Interpreting data

A story broke earlier this week about the lockdown in Leicester (I was interviewed on this on BBC Radio 5, BBC Radio WM Birmingham, and BBC World Service on Tuesday).

It has turned out that the Public Health England has two streams of case reporting, with Pillar 1 broadly based on testing done in hospitals, and Pillar 2 done commercially. However, the two sources had not been combined in official reports (see this Financial Times article for an explanation). But the two data sources tell a completely different story:

From COVID-19_activity_Leicester_Final-report_010720_v3.pdf

Pillar 1 shows the epidemic to be following the (official) national trend, with the number of cases currently low and slowly declining since the ‘peak’ in April. Pillar 2 shows a completely different case, with the epidemic out of control since early June.

This is not only the case in Leicester, but in the whole of UK, as exemplified by people <19 years old, whereby Pillar 1 shows a nice decline in numbers and Pillar 2 shows a much more ongoing epidemic:

From COVID-19_activity_Leicester_Final-report_010720_v3.pdf

Now, to be fair, we all know that there are problems with interpreting data based on testing (see here for my take on it). But we at least hope that testing is somehow done representatively i.e. that it results somehow represent the actual trends, even if not the numbers (it is estimated that for every reported case, there are 3-10 unobserved cases).

What is worrying here is that in the case of Leicester data Pillar 2 results show a different trend to Pillar 1. This puts a question mark on any modelling that uses Pillar 1 data to predict the future of the outbreak.
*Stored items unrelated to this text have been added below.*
Issue #2087, opened 2022-05-30
Experiment with channelBroker as a proxy


manumoreira:
Add a broker between SurveyBroker and channels

PR #2092, opened 2022-06-08
Draft a channel broker as a proxy

aeatencio:
This changes just add a layer that mirrors the channel interface in the context of #2087. Here the experimentation phase is ending. We'll continue working on more specific tasks being defined in #2095.


aeatencio:
Hi @ysbaddaden! I have a couple of questions regarding this draft.

How do you see the direction this draft is taking? I started by adding a proxy between the channels and its client (the module that actually makes the callbacks to Verboice and Nuntium). Then I moved the proxy to the channels and finally, I put it between the session and the channels.

Is the proxy reasonably placed in the current (3rd) iteration?

Does it make sense to continue copying the entire channel interface (all the protocol, functions, and parameters) regarding the current experiment OR I'm missing building its own protocol (and functions) for the ChannelBroker.

Thanks for taking a look!

ysbaddaden:
From my minimal knowledge that should do it.

I'm wondering whether we really need to have a distinct implementation for each channel type? Do you foresee that we'll need this?

aeatencio:
It may be worth continuing this work for #2103

PR #2093, opened 2022-06-14
Feature/2081 enhance channel label in survey

### LINKED ISSUE #2081: Enhance channel label in survey
Currently, if a channel is shared among different users in Verboice each of them can add it to Surveda. Then in the channel selector at the survey they will all look the same (exact same name), this will confuse the user.
We should add the owner's username (email) to the channels list so each channel will look different.
Each channel will have a capacity defined and the channel broker will use that.
This solution only helps the user to identify the channels properly, every Verboice channel can be added as many times as users with the necessary permissions are.

image

leandroradusky:
Closes #2081.

On survey creation, the drop-down listing of the project channels now includes the email of the channel owner (in Surveda). This will help the users correctly identify the channels, as described in the issue, avoiding potential identical items within the list. 

The dropdown now looks like this:

Screensh
 
A channel with a very very long name was created to test how the elements display. As can be seen, they display in multiple lines properly.

To accomplish it, the `ChannelController` was modified. Now, when a channel is returned, it comes with an `userEmail` attribute. Test needed to be modified accordingly. 

A question arose: within `channel_view.ex` there is a mixture of camel case and snake case attributes. I went with camel case for `userEmail`. I can easily change it, not sure what is correct there.

### DIFF
--- a/assets/js/components/surveys/RespondentsList.jsx
+++ b/assets/js/components/surveys/RespondentsList.jsx
@@ -154,7 +154,7 @@ const NewRespondentChannel = (
           <option value="">{t("Select a channel...")}</option>
           {channels.map((channel) => (
             <option key={channel.id} value={channel.id}>
-              {channel.name + channelFriendlyName(channel)}
+              {channel.name + channelFriendlyName(channel) + " (" + channel.userEmail + ")"}
             </option>
           ))}
         </Input>
--- a/lib/ask_web/views/channel_view.ex
+++ b/lib/ask_web/views/channel_view.ex
@@ -21,7 +21,7 @@ defmodule AskWeb.ChannelView do
       settings: channel.settings,
       patterns: channel.patterns,
       status_info: channel.status,
-      userEmail: channel.user_email
+      user_email: channel.user.email
     }
   end
 end
--- a/lib/ask_web/views/channel_view.ex
+++ b/lib/ask_web/views/channel_view.ex
@@ -20,7 +20,8 @@ defmodule AskWeb.ChannelView do
       channelBaseUrl: channel.base_url,
       settings: channel.settings,
       patterns: channel.patterns,
-      status_info: channel.status
+      status_info: channel.status,
+      userEmail: channel.user_email
     }
   end
 end
--- a/lib/ask_web/controllers/channel_controller.ex
+++ b/lib/ask_web/controllers/channel_controller.ex
@@ -9,6 +9,9 @@ defmodule AskWeb.ChannelController do
       |> load_project(project_id)
       |> assoc(:channels)
       |> Repo.all()
+      |> Enum.map(fn channel ->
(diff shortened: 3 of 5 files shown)


lib/ask_web/views/channel_view.ex
```diff
@@ -20,7 +20,8 @@ defmodule AskWeb.ChannelView do
       channelBaseUrl: channel.base_url,
       settings: channel.settings,
       patterns: channel.patterns,
-      status_info: channel.status
+      status_info: channel.status,
+      userEmail: channel.user_email
```
aeatencio, line 24: I'd follow [this pattern](https://github.com/instedd/surveda/blob/01cd890c1f6031a0644044523a2311b43eea84b1/lib/ask_web/views/respondent_group_view.ex#L28) to get the user email from the channel:

```elixir
channel = Repo.get(Channel, 1) |> Repo.preload(:user)
```

With the suggested changes, you'll have 2 `Repo.preload`, one inside the query in the `channel_controller` and the other here. Here, the `Repo.preload` is suggested just for completeness, because the channel will be fetched with its user preloaded (because of the `Repo.preload` in the `channel_controller`. That's OK, it won't be loaded twice because by default Ecto won't preload associations that are already loaded. If this function is called from other place, and the user isn't preloaded by its caller, the line above will do it.

And then, you will be able to access the user email this way: `channel.user.email`

aeatencio, line 24: Regarding the casing, we normally follow [this snake_case convention](https://hexdocs.pm/elixir/main/naming-conventions.html#casing) in the backend in elixir files and then the standard javascript camelCase convention in the front-end. We use the `camelize` function of the `humps` library to convert the keys [here](https://github.com/instedd/surveda/blob/01cd890c1f6031a0644044523a2311b43eea84b1/assets/js/api.js#L617).

aeatencio (approved):
LGTM! 🎉

lib/ask_web/views/channel_view.ex
ysbaddaden: Elixir follows Ruby: `CamelCase` are constants (e.g. modules), `lower_cased` are functions and variables, and `snakeCase` should not exist on the backend (only in JavaScript).

assets/js/components/surveys/RespondentsList.jsx
```diff
@@ -154,7 +154,7 @@ const NewRespondentChannel = (
           <option value="">{t("Select a channel...")}</option>
           {channels.map((channel) => (
             <option key={channel.id} value={channel.id}>
-              {channel.name + channelFriendlyName(channel)}
+              {channel.name + channelFriendlyName(channel) + " (" + channel.userEmail + ")"}
```
ysbaddaden, line 157:
```suggestion
              {channel.name + channelFriendlyName(channel) + " (" + channel.user_email + ")"}
```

In particular, for the <19 years old, the reproductive number R would be well below 1 for Pillar 1, but much closer to 1 for the combined Pillar 1 and Pillar 2 data.
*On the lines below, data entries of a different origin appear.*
PR #2121, opened 2022-07-20
Verify that the Surveda build is broken

aeatencio:
The base Docker image was updated from Debian Stretch to Buster
https://github.com/erlang/docker-erlang-otp/commit/fd21a3b#diff-bba869fab39f9ce4816fb8f2ce9d4635751cae7c386ab70341ec08356a7dbe23

This upgrade breaks the Surveda build with the following error:
`E: Package 'mysql-client' has no installation candidate`
https://github.com/instedd/surveda/runs/7436387784?check_suite_focus=true#step:3:66

This implies replacing the MySQL client with the MariaDB client
https://stackoverflow.com/a/57049357

### DIFF
--- a/Dockerfile
+++ b/Dockerfile
@@ -5,7 +5,7 @@ RUN sed -i '/^mozilla\/DST_Root_CA_X3/s/^/!/' /etc/ca-certificates.conf && updat
 
 RUN \
   apt-get update && \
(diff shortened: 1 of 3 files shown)


matiasgarciaisaia (approved):
Looks good. Let's just remove the extra commit.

This has immense public health consequences as R is used to decide whether our control strategy is working or not, and the low values have been used to justify the reopening of the country.

It also questions the way in which the data are reported. Maybe it is a stretch of imagination, but there might be a temptation for some people in the authority to manipulate testing for their own political goals:

Our testing is so much bigger and more advanced than any other country (we have done a great job on this!) that it shows more cases. Without testing, or weak testing, we would be showing almost no cases.

Twitter, see also here.

In addition to Pillar 1 and Pillar 2 story, I have made a another interesting observation related to data this week.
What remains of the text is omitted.